DONDE A RESPOSTA À PRIMEIRA OBJEÇÃO. — A idéia não designa a essência divina, como tal. Mas, enquanto exemplar ou razão desta ou daquela coisa. Por isso, havendo várias razões inteligidas, numa mesma essência, dizemos haver muitas idéias.
RESPOSTA À SEGUNDA. — A sapiência e a arte assim se chamam como designativas do modo pelo qual Deus intelige; mas, a idéia, como o que intelige. Ora, Deus, por uma só intelecção intelige muitas coisas, e não somente as intelige tais como são, mas também como foram inteligidas, o que é inteligir muitas razões das mesmas. Assim, do artífice, que intelige a forma de uma casa, realizada na matéria, dizemos que intelige a casa; quando, porém, intelige a forma da casa, enquanto pensada por si, inteligindo-se como a inteligindo, intelige a idéia ou a razão da casa. Ora, Deus, não somente intelige muitas coisas, pela sua essência, mas intelige-se ainda como as inteligindo assim. Ora, isto é inteligir muitas razões delas, ou existirem muitas idéias, no seu intelecto, como inteligidas.

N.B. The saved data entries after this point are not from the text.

PR #2080, opened 2026-03-05
Add Tony Dehnke

tonydehnke:
Adding my /uses page — digital nomad & non-technical founder running a business from a backpack with Apple Vision Pro as a virtual display.

URL: https://tonydehnke.com/uses


tonydehnke:
@wesbos - it looks like a few of us from around this PR date range had failing CI - could be do to URL format of the test?   I've updated this so it should pass now, but the issue might have affected a few others..  possibly  trailing / in url?

tonydehnke:
@wesbos - any idea why this isn't passing and merging?

BlakeCampbells:
@tonydehnke, I think it's an issue with robots.txt or something similar. I'll dig into it when I have more free time. Thanks for your patience.

PR #2103, opened 2026-03-29
Add David M. Coleman

nookwerks:
I hope I'm doing this right.
This is I think only my second pull request ever, so please forgive me if I did it wrong.


nookwerks:
Um, about that. I gave up thinking it would get added. I ended up rebranding myself as Matt Coleman with the domain mattology.us. (Matthew is my middle name; never really liked David).
And yes, I know my github still says David and Nookwerks, but I've moved over gitlab so I never bothered to change it.

PR #2104, opened 2026-04-01
Update Nelson Lai

nelsonlaidev:
- Update my name
- Update to use the new domain
- Update twitter handle
- Update phone type


BlakeCampbells:
Thanks for the update!

Issue #1994, opened 2015-01-24
Login panel not night-mode compatible


andytuba:
![](https://i.imgur.com/WQ9NEaD.png)

https://www.reddit.com/r/RESissues/comments/2ti6gr/bug_redditcomlogin_is_not_night_mode_compatible/

andytuba:
@gavin19 can you do that fancy thang you do?

also lemme know if you're ever getting tired of nightmode stuff, or want me to ping you for other more interesting stuff.

githue:
Can't repro in same version of RES and Chrome 40:

![reddit-login-nm](https://cloud.githubusercontent.com/assets/7245595/6077821/7900ae32-ae3e-11e4-9591-2825a86bce22.png)

andytuba:
i meant specifically the white background on the password fields

PR #2078, opened 2015-03-08
Nightmode UI Fixes

yangzihe:
Fixes https://github.com/honestbleeps/Reddit-Enhancement-Suite/issues/1994

The filler text is also visible now in the text fields. Hope this is good; I've included some before and after pictures.

Before

After


andytuba:
snazzy!

PR #2093, opened 2015-03-10
Use batch icon for advanced options warning

erikdesjardins:
I don't see the current one on Chrome (a browser specific issue that isn't FF? whaaat), I guess it doesn't choose fallback fonts as intelligently:
image
Here's how it looks in Firefox, original / this PR:
image
image

Alternatively we could specify the font for the original icon, but I don't believe there's a single font that'll work on all platforms. (judging by [this site](http://www.fileformat.info/info/unicode/char/26a0/fontsupport.htm), whose trustworthiness is debatable, we'd have something like: `font-family: 'Segoe UI Symbol', FreeSans, STIXGeneral-Regular;`)

### DIFF
--- a/lib/core/res.css
+++ b/lib/core/res.css
@@ -274,9 +274,11 @@ body.res-console-open {
 	display: none;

RESPOSTA À TERCEIRA. — Tais relações, pelas quais se multiplicam as idéias, não são causadas pelas coisas, mas, pelo intelecto divino, comparando a sua essência com elas.
RESPOSTA À QUARTA. — As relações multiplicativas das idéias não estão nas coisas criadas, mas, em Deus. Pois, não são relações reais, como aquelas pelas quais as Pessoas se distinguem, mas, relações inteligidas por Deus.